Another example is how I have reduced my possessions considerably, to only what I love and use, and in the case of clothing, what fits well now, according to my lifestyle. I dress and live for the person I am now, but that doesn’t mean that I don’t have any dreams, plans, or aspirations (not to be confused). Another area is nutrition. I keep it as simple as I can. I take vitamins, cook 95 percent of my meals, which are basic, and not premade or prepackaged. On the health and fitness area, I don’t like exercise (never have) so my exercise is limited to chores, walks, and a stationary bike that I should use more often. I go to the doctor once a year, even if they want to see me more often. I don’t have any major health issues that might require constant monitoring.
As far as keeping a home, my routines have been simplified to everyday 1/2-hour cleaning, early in the morning (around 6:30), which maintains the house always clean. I keep a household management system that I tailored to my needs (and husband), which covers all areas of home, personal, work, and includes sections for all the important areas – calendar, notes, to do lists, shopping lists and other lists, planning area, goal area, finances …. you get the idea. It is all in one place, I operate from it, and we can refer to it as needed.
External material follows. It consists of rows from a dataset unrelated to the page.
PR #1271, opened 2021-08-10
don't accidentally duplicate `kt_activation_keys` param

### LINKED ISSUE #1268: kt_activation_keys in parameters get duplicated
##### SUMMARY

if you pass

```
parameters:
  - name: kt_activation_keys
    value: lol
```

to `hostgroup`, you end up with the duplicate param error on the second run of the playbook, as the below code doesn't check if the param actually needs to be appended again

https://github.com/theforeman/foreman-ansible-modules/blob/604f60b884707ee25282155c1fe5b5f0146a943d/plugins/module_utils/foreman_helper.py#L320-L330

It is very easy to refer to each simplified area as I need to. As an example, a simple change I made in the area of cleaning was to realize that I don’t need all the products that are advertised to clean a home. I dumped that idea and only use white vinegar, baking soda, ivory soap (or Castille, pure soap) and laundry detergent. For wood polishing I use butcher block conditioner, made of food grade mineral oil and waxes, which I also use to preserve the wood countertops in the kitchen. I realized that a bar of Ivory soap washes dishes better than dish liquid detergent, so I only buy pure soap for many uses. I keep a mason jar with water next to the kitchen sink and every time a bar of soap is almost finished, I dump it in the jar; when it melts, it makes liquid soap. I don’t own a dishwasher and do not need one; I like doing dishes. My husband likes to use Simple Green for outdoor cleaning. My point to all this rambling is that you don’t need most of the things they sell you, unless you love them in your life. Most areas of our lives can be simplified to just the basics. I don’t miss any of the things or systems, services that I discarded. In the process, I found more time and money, and a sense of relief and peace, less things to manage buy or worry about. “Just the basics” work for me and my husband.
As a writer, I have simplified routines as well. Mostly, in the areas of freelancing, and the way I approach a new story. I still write the first draft on paper, and I don’t belong to social media platforms anymore. I have a simple green metal box for ideas, and an old rolodex. I don’t lose sleep over the latest best-sellers, or the latest software for organizing my work, tech gadgets …. I hate to use this overused phrase, but in my case, I keep it simple stupid.
It is a process that I am still working on. It doesn’t happen in a week or months. In a way, it is a journey of knowing and finding oneself better, and of knowing to compromise when more than one person lives under the same roof. Generations are conditioned to do things a certain way, to use certain products for certain things, and all this is passed along from generation to generation. There is nothing wrong with that, it keeps continuity and a sense of belonging, ancestry, culture … Breaking with some of those patterns and routines that we learned takes time, but most important, it is voluntary and meaningful to the person who wants the change. By keeping only those things and systems that are meaningful, important, make sense, and fit into one’s lifestyle, our existence becomes more productive, enjoyable, happier, simpler … and it feels good.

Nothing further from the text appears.